Almost 3 years after the rebirth of adoc-mode I’m happy to announce that adoc-mode 0.8 is finally out! This is a massive release that has been cooking for way too long, but I think it was worth the wait.

Let me walk you through the highlights.

Native Code Block Highlighting

This was the flagship feature I teased at the end of my 0.7 announcement, and it’s easily the most impactful change in this release. Source code blocks now get fontified using the appropriate language major mode – Ruby code looks like it does in ruby-mode, Python code looks like python-mode, and so on.

The feature is enabled out-of-the-box with a sensible default – only code blocks of 5000 characters or fewer are fontified natively, to avoid performance issues with very large blocks. You can set adoc-fontify-code-blocks-natively to t if you want unlimited fontification, or to nil to disable it entirely.

Inline Image Preview

You can now see images directly in your buffer instead of just staring at image::path/to/screenshot.png[]. Image previews are displayed automatically when you open a file (controlled by adoc-display-images), and you can toggle them on and off with adoc-toggle-images.

Right-clicking on an image link gives you a context menu to generate or remove the preview for that specific image. Remote images are supported too – set adoc-display-remote-images to t if you want to fetch and display images from URLs.

A couple of welcome additions here:

  • adoc-follow-thing-at-point (bound to C-c C-o and M-.) lets you follow URLs (opens in browser), include:: macros (opens the referenced file), and cross-references (jumps to the anchor). It’s one of those features that once you have it, you can’t imagine living without.
  • adoc-goto-ref-label (C-c C-a) jumps to an anchor by ID, with a smart default pulled from the xref at point.
  • The imenu index is now hierarchical – headings are nested under their parent sections, which makes navigating large documents much more pleasant.

Asciidoctor Inline Macros

adoc-mode now highlights Asciidoctor-specific inline macros like kbd:[], btn:[], menu:[], pass:[], stem:[], latexmath:[], and asciimath:[]. These were previously ignored by font-lock and would just blend in with regular text.

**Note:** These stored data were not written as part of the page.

PR #5100, opened 2025-08-18
[Kernel] Block unsupported catalogManaged enablement / ICT disablement on catalogManaged table scenarios

scottsand-db:
## 🥞 Stacked PR
Use this [link](https://github.com/delta-io/delta/pull/5100/files) to review incremental changes.
- [**stack/kernel_block_replace_while_enabling_catalogManaged**](https://github.com/delta-io/delta/pull/5100) [[Files changed](https://github.com/delta-io/delta/pull/5100/files)]

---------

- [ ] Spark
- [ ] Standalone
- [ ] Flink
- [X] Kernel
- [ ] Other (fill in here)

## Description

Block setting catalogManaged=supported during REPLACE operation. Also block a few other invalid operations, like disabling ICT on a catalogManaged table, whether it is during an UPDATE or a REPLACE.

## How was this patch tested?

New UT.

No.

### DIFF
--- a/kernel/kernel-api/src/main/java/io/delta/kernel/internal/TransactionMetadataFactory.java
+++ b/kernel/kernel-api/src/main/java/io/delta/kernel/internal/TransactionMetadataFactory.java
@@ -419,10 +419,17 @@ public class TransactionMetadataFactory {
     final boolean txnExplicitlyDisablesICT =
         txnIctEnabledValue != null && txnIctEnabledValue.equalsIgnoreCase("false");
 
+    // Case 1: Txn is not explicitly disabling ICT. Exit.
     if (!txnExplicitlyDisablesICT) {
       return;
     }
 
+    // Case 2: Txn is explicitly disabling ICT on a catalogManaged table. Throw.
+    if (getEffectiveProtocol().supportsFeature(TableFeatures.CATALOG_MANAGED_R_W_FEATURE_PREVIEW)) {
+      throw new KernelException("Cannot disable inCommitTimestamp on a catalogManaged table");
+    }
+
+    // Case 3 (normal case): Txn is explicitly disabling ICT. Remove the ICT enablement properties.
     final Set<String> ictKeysToRemove =
         new HashSet<>(
             Arrays.asList(
--- a/kernel/kernel-defaults/src/test/scala/io/delta/kernel/defaults/catalogManaged/CatalogManagedEnablementSuite.scala
+++ b/kernel/kernel-defaults/src/test/scala/io/delta/kernel/defaults/catalogManaged/CatalogManagedEnablementSuite.scala
@@ -31,7 +31,7 @@ import org.scalatest.funsuite.AnyFunSuite
 
 class CatalogManagedEnablementSuite extends AnyFunSuite with TestUtils {
 
-  case class CatalogManagedEnablementTestCase(
+  case class CatalogManagedTestCase(
       testName: String,
       operationType: String, // "CREATE", "UPDATE", or "REPLACE"
       initialTableProperties: Map[String, String] = Map.empty,
@@ -42,82 +42,101 @@ class CatalogManagedEnablementSuite extends AnyFunSuite with TestUtils {
       expectedCatalogManagedSupported: Boolean = false)
 
   val catalogManagedTestCases = Seq(
-    CatalogManagedEnablementTestCase(
-      testName = "CREATE: catalogManaged enablement flag => enables catalogManaged and ICT",
+    // ===== CREATE cases =====
+    CatalogManagedTestCase(
+      testName = "CREATE: set catalogManaged=supported => enables catalogManaged and ICT",
       operationType = "CREATE",
       transactionProperties = Map("delta.feature.catalogOwned-preview" -> "supported"),
       expectedSuccess = true,
       expectedIctEnabled = true,
       expectedCatalogManagedSupported = true),
-    CatalogManagedEnablementTestCase(
-      testName = "UPDATE: catalogManaged enablement flag => enables catalogManaged and ICT",
+    CatalogManagedTestCase(
+      testName = "ILLEGAL CREATE: set catalogManaged=supported and explicitly disable ICT => THROW",
+      operationType = "CREATE",
+      transactionProperties = Map(
+        "delta.feature.catalogOwned-preview" -> "supported",
+        "delta.enableInCommitTimestamps" -> "false"),
+      expectedSuccess = false,
+      expectedExceptionMessage =
+        Some("Cannot disable inCommitTimestamp when enabling catalogManaged")),
+
+    // ===== UPDATE cases =====
+    CatalogManagedTestCase(
+      testName = "UPDATE: set catalogManaged=supported => enables catalogManaged and ICT",
       operationType = "UPDATE",
       initialTableProperties = Map.empty, // Start with basic table
       transactionProperties = Map("delta.feature.catalogOwned-preview" -> "supported"),
       expectedSuccess = true,
       expectedIctEnabled = true,
       expectedCatalogManagedSupported = true),
-    CatalogManagedEnablementTestCase(
-      testName = "UPDATE: catalogManaged enablement flag => enables ICT if previously disabled",
+    CatalogManagedTestCase(
+      testName = "UPDATE: set catalogManaged=supported => enables ICT if previously disabled",
       operationType = "UPDATE",
       initialTableProperties = Map("delta.enableInCommitTimestamps" -> "false"),
       transactionProperties = Map("delta.feature.catalogOwned-preview" -> "supported"),
       expectedSuccess = true,
       expectedIctEnabled = true,
       expectedCatalogManagedSupported = true),
-    CatalogManagedEnablementTestCase(
-      testName =
-        "ILLEGAL CREATE: catalogManaged enablement flag but ICT explicitly disabled too => THROW",
-      operationType = "CREATE",
-      transactionProperties = Map(
-        "delta.feature.catalogOwned-preview" -> "supported",
-        "delta.enableInCommitTimestamps" -> "false"),
-      expectedSuccess = false,
-      expectedExceptionMessage =
-        Some("Cannot disable inCommitTimestamp when enabling catalogManaged")),
-    CatalogManagedEnablementTestCase(
-      testName =
-        "ILLEGAL UPDATE: catalogManaged enablement flag but ICT explicitly disabled too => THROW",
-      operationType = "UPDATE",
-      initialTableProperties = Map.empty,
-      transactionProperties = Map(
-        "delta.feature.catalogOwned-preview" -> "supported",
-        "delta.enableInCommitTimestamps" -> "false"),
-      expectedSuccess = false,
-      expectedExceptionMessage =
-        Some("Cannot disable inCommitTimestamp when enabling catalogManaged")),
-    CatalogManagedEnablementTestCase(
-      testName = "UPDATE: catalogManaged enablement flag => ICT already enabled",
+    CatalogManagedTestCase(
+      testName = "UPDATE: set catalogManaged=supported and ICT already enabled => Okay",
       operationType = "UPDATE",
       initialTableProperties = Map("delta.enableInCommitTimestamps" -> "true"),
       transactionProperties = Map("delta.feature.catalogOwned-preview" -> "supported"),
       expectedSuccess = true,
       expectedIctEnabled = true,
       expectedCatalogManagedSupported = true),
-    CatalogManagedEnablementTestCase(
-      testName = "No-op: catalogManaged not being enabled should not affect ICT",
+    CatalogManagedTestCase(
+      testName = "ILLEGAL UPDATE: set catalogManaged=supported and disable ICT => THROW",
+      operationType = "UPDATE",
+      initialTableProperties = Map.empty,
+      transactionProperties = Map(
+        "delta.feature.catalogOwned-preview" -> "supported",
+        "delta.enableInCommitTimestamps" -> "false"),
+      expectedSuccess = false,
+      expectedExceptionMessage =
+        Some("Cannot disable inCommitTimestamp when enabling catalogManaged")),
+    CatalogManagedTestCase(
+      testName = "ILLEGAL UPDATE: catalogManaged already supported, then disable ICT => THROW",
+      operationType = "UPDATE",
+      initialTableProperties = Map("delta.feature.catalogOwned-preview" -> "supported"),
+      transactionProperties = Map("delta.enableInCommitTimestamps" -> "false"),
+      expectedSuccess = false,
+      expectedExceptionMessage =
+        Some("Cannot disable inCommitTimestamp on a catalogManaged table")),
+    CatalogManagedTestCase(
+      testName = "NO-OP UPDATE: catalogManaged not being enabled should not affect ICT",
       operationType = "UPDATE",
       initialTableProperties = Map.empty,
       transactionProperties = Map(),
       expectedSuccess = true,
       expectedIctEnabled = false,
       expectedCatalogManagedSupported = false),
-    CatalogManagedEnablementTestCase(
-      testName = "ILLEGAL REPLACE: catalogManaged enablement flag => THROW",
+
+    // ===== REPLACE cases =====
+    CatalogManagedTestCase(
+      testName = "REPLACE: normal replace should succeed on a catalogManaged table",
+      operationType = "REPLACE",
+      initialTableProperties = Map("delta.feature.catalogOwned-preview" -> "supported"),
+      transactionProperties = Map(),
+      expectedSuccess = true,
+      expectedIctEnabled = true,
+      expectedCatalogManagedSupported = true),
+    CatalogManagedTestCase(
+      testName = "ILLEGAL REPLACE: set catalogManaged=supported => THROW",
       operationType = "REPLACE",
       initialTableProperties = Map.empty,
       transactionProperties = Map("delta.feature.catalogOwned-preview" -> "supported"),
       expectedSuccess = false,
       expectedExceptionMessage =
         Some("Cannot enable the catalogManaged feature during a REPLACE command.")),
-    CatalogManagedEnablementTestCase(
-      testName = "REPLACE: should succeed on a catalogManaged table",
+    CatalogManagedTestCase(
+      testName = "ILLEGAL REPLACE: catalogManaged already supported, then disable ICT => THROW",
       operationType = "REPLACE",
       initialTableProperties = Map("delta.feature.catalogOwned-preview" -> "supported"),
-      transactionProperties = Map(),
-      expectedSuccess = true,
-      expectedIctEnabled = true,
-      expectedCatalogManagedSupported = true))
+      transactionProperties = Map("delta.enableInCommitTimestamps" -> "false"),
+      expectedSuccess = false,
+      expectedExceptionMessage =
+        Some("Cannot disable inCommitTimestamp on a catalogManaged table")))
 
   catalogManagedTestCases.foreach { testCase =>
     test(testCase.testName) {
@@ -199,7 +218,7 @@ class CatalogManagedEnablementSuite extends AnyFunSuite with TestUtils {
         } else {
           // Transaction building should fail
           val exception = intercept[Exception] {
-            txnBuilder.build(defaultEngine).commit(defaultEngine, emptyIterable[Row])
+            txnBuilder.build(defaultEngine)
           }
 
           testCase.expectedExceptionMessage.foreach { expectedMsg =>


kernel/kernel-api/src/main/java/io/delta/kernel/internal/TransactionMetadataFactory.java
```diff
@@ -658,4 +659,13 @@ private static void validateSchemaAndPartColsCreateOrReplace(
     SchemaUtils.validateSchema(schema, isColumnMappingModeEnabled(mappingMode));
     SchemaUtils.validatePartitionColumns(schema, partitionColumns);
   }
+
+  private static void validateNotEnablingCatalogManagedOnReplace(
```
allisonport-db, line 699: If the table is already a catalog managed table is that okay? Should it be preserved (remain catalog managed)? (it won't be currently fyi)

scottsand-db: ~~Ah, it should be maintained 👍 Will include that here, too.~~

scottsand-db: So, REPLACE will retain certain table properties, `TABLE_PROPERTY_KEYS_TO_PRESERVE`.

But this is a protocol value with no matching table property.

And replace just keeps the protocol from the previous snapshot.

So this should be fine?

scottsand-db: Updated so that we always retain ICT enablement flag. Synced with @xzhseh that this is what we should be doing.

kernel/kernel-api/src/main/java/io/delta/kernel/internal/tablefeatures/TableFeatures.java
```diff
@@ -607,6 +607,17 @@ public static Optional<Tuple2<Protocol, Set<TableFeature>>> autoUpgradeProtocolB
...
 
+  /**
+   * Checks if a table feature is being manually supported through user property {@code
+   * delta.feature.<featureName>=supported}.
+   */
+  public static boolean isPropertiesManuallySupportingTableFeature(
+      Map<String, String> userProperties, TableFeature tableFeature) {
+    final String featurePropKey = SET_TABLE_FEATURE_SUPPORTED_PREFIX + tableFeature.featureName();
+    final String propertyValue = userProperties.get(featurePropKey); // will be null if not found
+    return "supported".equals(propertyValue);
```
xzhseh: Should we consider making `"supported"` a `public/protected static final` somewhere?

kernel/kernel-api/src/main/java/io/delta/kernel/internal/ReplaceTableTransactionBuilderV2Impl.java
```diff
@@ -27,12 +27,23 @@
...
 
+  /**
+   * Generally for replace table we want to reset all table state, however there are a few
+   * delta-specific properties that we should preserve
+   */
+  static final Set<String> TABLE_PROPERTY_KEYS_TO_PRESERVE =
+      new HashSet<String>() {
+        {
+          add(TableConfig.COLUMN_MAPPING_MAX_COLUMN_ID.getKey());
+          add(TableConfig.IN_COMMIT_TIMESTAMPS_ENABLED.getKey());
```
xzhseh: Let's add a comment here explaining why ICT needs to be preserved during an active REPLACE commands. E.g., We would want to keep the ICT enablement flag / version / timestamp to properly track the table history, etc. cc @dhruvarya-db.

kernel/kernel-api/src/main/java/io/delta/kernel/internal/ReplaceTableTransactionBuilderV2Impl.java
```diff
@@ -27,12 +27,23 @@
...
+          // TODO are there any other table properties we should preserve?
```
xzhseh: I'm wondering do we have any available docs that track the interactions between different table features <-> DDL commands? If not, should we start consolidating one to align on the intended semantics?

kernel/kernel-api/src/main/java/io/delta/kernel/internal/TransactionMetadataFactory.java
```diff
@@ -658,4 +659,13 @@ private static void validateSchemaAndPartColsCreateOrReplace(
...
+      Map<String, String> tableProperties) {
+    if (TableFeatures.isPropertiesManuallySupportingTableFeature(
+        tableProperties, TableFeatures.CATALOG_MANAGED_R_W_FEATURE_PREVIEW)) {
+      throw new UnsupportedOperationException(
+          "Cannot enable the catalogManaged feature during a REPLACE operation.");
```
xzhseh: Nit:
```suggestion
          "Cannot enable the catalogManaged feature during a REPLACE command.");
```

kernel/kernel-api/src/main/java/io/delta/kernel/internal/TransactionMetadataFactory.java
xzhseh, line 699: Can we be more specific for the input parameter here - IIUC the `tableProperties` should be explicit user overrides rather than all the existing table properties. Also let's add a comment explaining why we wouldn't throw the exception for an existing CC table to this helper.

kernel/kernel-defaults/src/test/scala/io/delta/kernel/defaults/catalogManaged/CatalogManagedEnablementSuite.scala
```diff
@@ -170,26 +197,22 @@ class CatalogManagedEnablementSuite extends AnyFunSuite with TestUtils {
             .build(defaultEngine)
             .asInstanceOf[SnapshotImpl]
 
+          val protocol = snapshot.getProtocol
+
           // Check if catalogManaged feature is supported
-          val catalogManagedSupported = snapshot.getProtocol
+          val catalogManagedSupported = protocol
             .supportsFeature(TableFeatures.CATALOG_MANAGED_R_W_FEATURE_PREVIEW)
-          assert(
```
xzhseh, line 161: Out of curiosity, why are we removing the debug assertion messages here (and below)?

kernel/kernel-defaults/src/test/scala/io/delta/kernel/defaults/catalogManaged/CatalogManagedEnablementSuite.scala
```diff
@@ -157,6 +173,17 @@ class CatalogManagedEnablementSuite extends AnyFunSuite with TestUtils {
               .build(defaultEngine)
               .buildUpdateTableTransaction("engineInfo", Operation.MANUAL_UPDATE)
               .withTablePropertiesAdded(testCase.transactionProperties.asJava)
+
+          case "REPLACE" =>
+            val replaceSchema = schema.add("col2", IntegerType.INTEGER)
+
+            TableManager
```
xzhseh, line 180: QQ: Does the `buildReplaceTableTransaction` cover both `REPLACE` and `RTAS` scenarios? Also, can we add independent command-level tests (and how hard would that be)?

kernel/kernel-api/src/main/java/io/delta/kernel/internal/ReplaceTableTransactionBuilderV2Impl.java
scottsand-db: I'd defer to the ICT/metadata experts there for what that comment should be :) 

@dhruvarya-db could you comment in this thread what you'd like it to be?

kernel/kernel-defaults/src/test/scala/io/delta/kernel/defaults/catalogManaged/CatalogManagedEnablementSuite.scala
scottsand-db: IMO they add verbosity to the test suite -- the asserts are usually quite clear and self-explanatory. I'd rather aim for readability and succinctness

kernel/kernel-defaults/src/test/scala/io/delta/kernel/defaults/catalogManaged/CatalogManagedEnablementSuite.scala
scottsand-db: > Does the buildReplaceTableTransaction cover both REPLACE and RTAS scenarios? 

I defer to @allisonport-db 

> Also, can we add independent command-level tests (and how hard would that be)?

@xzhseh -- Can you please elabroate a bit on what you mean?

xzhseh: > @xzhseh -- Can you please elabroate a bit on what you mean?

E.g., Do we have similar test that can cover the below scenarios in kernel - so we have some E2E test coverage as well.
```sql
REPLACE TABLE test_table (col1 INTEGER, col2 INTEGER) ...

REPLACE TABLE test_table (col1 INTEGER, col2 INTEGER) AS SELECT ...
```

kernel/kernel-api/src/main/java/io/delta/kernel/internal/ReplaceTableTransactionBuilderV2Impl.java
dhruvarya-db: We should also preserve `IN_COMMIT_TIMESTAMP_ENABLEMENT_VERSION` and `IN_COMMIT_TIMESTAMP_ENABLEMENT_TIMESTAMP`. 
1. By default, we should retain all three properties.
2. If the client explicitly disables `IN_COMMIT_TIMESTAMPS_ENABLED`, we should drop all three properties though.

Retaining `IN_COMMIT_TIMESTAMP_ENABLEMENT_VERSION` and `IN_COMMIT_TIMESTAMP_ENABLEMENT_TIMESTAMP` is important because otherwise the client will not know when ICT was enabled. This means could either result in a query failure or incorrect results being served during time travel depending on the implementation.

kernel/kernel-defaults/src/test/scala/io/delta/kernel/defaults/catalogManaged/CatalogManagedEnablementSuite.scala
allisonport-db: yes you can just add data using the normal path via Transaction for RTAS

kernel/kernel-api/src/main/java/io/delta/kernel/internal/ReplaceTableTransactionBuilderV2Impl.java
allisonport-db: Do we implement this here in this PR? (Retaining the `IN_COMMIT_TIMESTAMP_ENABLEMENT_VERSION` and `IN_COMMIT_TIMESTAMP_ENABLEMENT_TIMESTAMP`). I think not but maybe I'm missing something.

scottsand-db: > Do we implement this here in this PR? 

Not yet! Was waiting for all reviewers to take a look before I pushed changes.

allisonport-db: @dhruvarya-db comment SGTM

kernel/kernel-api/src/main/java/io/delta/kernel/internal/tablefeatures/TableFeatures.java
scottsand-db: Done!

kernel/kernel-defaults/src/test/scala/io/delta/kernel/defaults/catalogManaged/CatalogManagedEnablementSuite.scala
scottsand-db: I'm inclined to just keep this as is for now ... more robust RTAS testing in general can be done in the future, but IMO not a P0 here

kernel/kernel-api/src/main/java/io/delta/kernel/internal/ReplaceTableTransactionBuilderV2Impl.java
scottsand-db: Hey @xzhseh -- can you give some examples of such interactions? Here is a concrete example of two table features (ccv2, ICT) and REPLACE. Any others? Agreed we should track this.

kernel/kernel-api/src/main/java/io/delta/kernel/internal/ReplaceTableTransactionBuilderV2Impl.java
```diff
@@ -27,12 +27,27 @@
...
-import java.util.Optional;
+import java.util.*;
 
 public class ReplaceTableTransactionBuilderV2Impl implements ReplaceTableTransactionBuilder {
 
+  /**
+   * Generally for replace table we want to reset all table state, however there are a few
+   * delta-specific properties that we should preserve
+   */
+  static final Set<String> TABLE_PROPERTY_KEYS_TO_PRESERVE =
```
allisonport-db: @dhruvarya-db Following up on your prior comment, if ICT is disabled explicitly, we should drop all ICT properties right?

I think we might need to add some custom logic to implement this?

allisonport-db: I think we need to test this change in logic as well in `DeltaReplaceTableSuite` as well. Maybe we should make this fix in a separate PR? ICT property preservation is independent of this catalogManged logic

kernel/kernel-defaults/src/test/scala/io/delta/kernel/defaults/catalogManaged/CatalogManagedEnablementSuite.scala
```diff
@@ -99,13 +95,29 @@ class CatalogManagedEnablementSuite extends AnyFunSuite with TestUtils {
...
     CatalogManagedEnablementTestCase(
-      testName = "No-op: catalogOwned not being enabled should not affect ICT",
+      testName = "No-op: catalogManaged not being enabled should not affect ICT",
       operationType = "UPDATE",
       initialTableProperties = Map.empty,
       transactionProperties = Map(),
       expectedSuccess = true,
       expectedIctEnabled = false,
-      expectedCatalogManagedSupported = false))
+      expectedCatalogManagedSupported = false),
```
allisonport-db, line 113: Should there be a failure case for replace where ICT is explicitly disabled ==> illegal config since ICT is required for catalogManaged

kernel/kernel-api/src/main/java/io/delta/kernel/internal/ReplaceTableTransactionBuilderV2Impl.java
scottsand-db: > if ICT is disabled explicitly, we should drop all ICT properties right?

My takeaway: these are the properties that we should preserve, unless that is explicitly changed in the txn. Any new overrides should correctly override.

So if you do a normal REPLACE, then ICT props are preserverd.

If you do a REPLACE and then explicitly disable ICT, then ICT should be explicitly disabled.

And I believe that's what's implemented here

I kinda am inclined to ship this PR (maybe a few more tests in CatalogManagedEnablementSuite) as we have a  users that want this feature soon, and perhaps more tests in DeltaReplaceTableSuite owned by @dhruvarya-db in another PR?

But if there's big pushback, I can move all this ICT stuff to another PR.

allisonport-db: @dhruvarya-db Can you clarify? Should the `IN_COMMIT_TIMESTAMP_ENABLEMENT_VERSION` and `IN_COMMIT_TIMESTAMP_ENABLEMENT_TIMESTAMP` props be dropped if ICT is explicitly disabled?

@scottsand-db Just to clarify, I am concerned about the non-user-facing ICT properties here (^)

allisonport-db: I am fine with following up in another PR the removal of those non-user facing properties + the tests for that in `DeltaReplaceTableSuite`. Could we add basic tests in `DeltaReplaceTableSuite` for the behavior change in this PR though?

scottsand-db: > PR the removal of those non-user facing properties

@allisonport-db -- can you clarify what this section of the code needs to do for the non-user-facing properties? My understanding is: we need to keep them in the delta metadata configuration. And what is/is-not user-facing is just a matter of filtering properties when someone runs a `SHOW TBLPROPERTIES` command.

allisonport-db: My understanding from @dhruvarya-db was that if the user explicitly disables ICT in the table properties, we should also remove the non-user-facing properties from the config since ICT is no longer enabled. But not sure I interpreted this correctly.

By user-facing, I mean set by the user vs set internally, not so much about what should be displayed/returned to the user.

I think maybe we are just not aligned on "we need to keep them in the delta metadata configuration" so happy to just let @dhruvarya-db clarify.

dhruvarya-db: There three state relevant state transitions:
1. ICT disabled -> ICT enabled: We should add both the enablement tracking properties
2. ICT enabled -> ICT enabled (REPLACE, any DML, etc): We should retain the enablement tracking properties
3. ICT enabled -> ICT disabled: it is highly recommended that the two enablement tracking properties be removed. Even if we forget to remove them, it should not cause any issues.

scottsand-db: It seems like this PR has fundamentally turned into an ICT PR/discussion. I'll make a new prefactor PR explicitly for ICT and we can discuss there

scottsand-db: Hi @dhruvarya-db -- Regarding point 1 in the code, I see the test case:

https://github.com/delta-io/delta/blob/c8c830424ec2874b9201e1e4a98b5ac18a8264b6/kernel/kernel-defaults/src/test/scala/io/delta/kernel/defaults/InCommitTimestampSuite.scala#L245

So this is an exception to point 1? or is CREATE jsut a special case?

Also -- can you help me understand why we do this?

```
  test("Enablement tracking properties should not be added if ICT is enabled on commit 0") {
      setTablePropAndVerify(
        engine = engine,
        tablePath = tablePath,
        key = IN_COMMIT_TIMESTAMPS_ENABLED,
        value = "true",
        expectedValue = true)

      val ver0Snapshot =
        Table.forPath(engine, tablePath).getLatestSnapshot(engine).asInstanceOf[SnapshotImpl]
      assertHasNoMetadataProp(ver0Snapshot, IN_COMMIT_TIMESTAMP_ENABLEMENT_TIMESTAMP)
      assertHasNoMetadataProp(ver0Snapshot, IN_COMMIT_TIMESTAMP_ENABLEMENT_VERSION)
    }
  }
```

kernel/kernel-defaults/src/test/scala/io/delta/kernel/defaults/catalogManaged/CatalogManagedEnablementSuite.scala
xzhseh: +1

kernel/kernel-api/src/main/java/io/delta/kernel/internal/ReplaceTableTransactionBuilderV2Impl.java
xzhseh: > Hey @xzhseh -- can you give some examples of such interactions? Here is a concrete example of two table features (ccv2, ICT) and REPLACE. Any others? Agreed we should track this.

E.g., CCv2's specific semantics with CLONE / REPLACE / CREATE, etc.
- For CLONE we won't preserve CCv2 unless explicitly specified.
- For REPLACE we retain the existing CCv2 / non-CCv2 properties.
- Also there are other cases when handling dependent features such as ICT...

And for ICT and other table features they have their own specific treatments w.r.t. these DDL commands that should be explicitly documented / tracked.

kernel/kernel-defaults/src/test/scala/io/delta/kernel/defaults/catalogManaged/CatalogManagedEnablementSuite.scala
scottsand-db: Oop still need to add. Will do.

kernel/kernel-api/src/main/java/io/delta/kernel/internal/ReplaceTableTransactionBuilderV2Impl.java
scottsand-db: Created https://github.com/delta-io/delta/pull/5156

scottsand-db:
Pausing this. Want to merge https://github.com/delta-io/delta/pull/5156 first.

kernel/kernel-api/src/main/java/io/delta/kernel/internal/ReplaceTableTransactionBuilderV2Impl.java
scottsand-db: I see. Thanks for elaborating! I think each component of the code should track this, at the very least. For example in this PR, for ICT + REPLACE, we document this here: https://github.com/delta-io/delta/pull/5156/files#diff-d3436360ac15655035f35b01d8e7c2bc27db976db99b04b1709ed90d64be372aR54-R61

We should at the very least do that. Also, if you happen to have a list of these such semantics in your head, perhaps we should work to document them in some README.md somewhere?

I’m a heavy user of Antora, and I really appreciate this one.

Bug Fixes Galore

This release squashes a lot of long-standing bugs:

  • Fixed a noticeable lag when typing in code blocks (this one was particularly annoying).
  • Fixed an Emacs hang caused by escaped curly braces in attribute references.
  • Fixed multiline font-lock for inline formatting (bold, italic, etc. spanning multiple lines).
  • Prevented auto-fill-mode from breaking section title lines.
  • Prevented Flyspell from generating overlays for links and other non-prose regions.
  • Fixed table delimiter highlighting (was limited to 4 columns).
  • Fixed unconstrained monospace delimiters.
  • And quite a few more – check the release notes for the full list.

Internal Improvements

I’ve also spent some time cleaning up the internals:

  • The minimum Emacs version is now 28.1 (up from 26).
  • Deprecated AsciiDoc backtick-apostrophe quote styles (not supported by Asciidoctor) have been removed.
  • Two-line (Setext) titles are now disabled by default, since Asciidoctor has deprecated them.
  • Image display and tempo templates have been extracted into separate files (adoc-mode-image.el and adoc-mode-tempo.el), making the main file more manageable.

The codebase is in much better shape than it was 3 years ago, but there’s still some room for improvement.

One More Thing: asciidoc-mode

I did eventually act on that idea I mentioned in my 0.7 post – I created asciidoc-mode, a tree-sitter-based AsciiDoc major mode for Emacs 30.1+. It’s a very different beast from adoc-mode – focused on the essentials (highlighting, navigation, folding) and leveraging tree-sitter for accurate and performant parsing.

If you’re on Emacs 30+ and prefer a lighter-weight editing experience, asciidoc-mode might be a good fit. If you want the full kitchen sink – image previews, tempo templates, native code block highlighting – adoc-mode is still the way to go. Both packages are maintained by me and they complement each other nicely.

Epilogue

adoc-mode 0.8 is available on NonGNU ELPA, MELPA Stable, and MELPA. Upgrading is just a M-x package-install away.

I’d like to thank everyone who contributed bug reports, pull requests, and feedback over the past 3 years. Open-source is a team sport and this release wouldn’t have happened without you. You rock!

That’s all I have for you today. Keep hacking! And keep writing… in AsciiDoc, of course!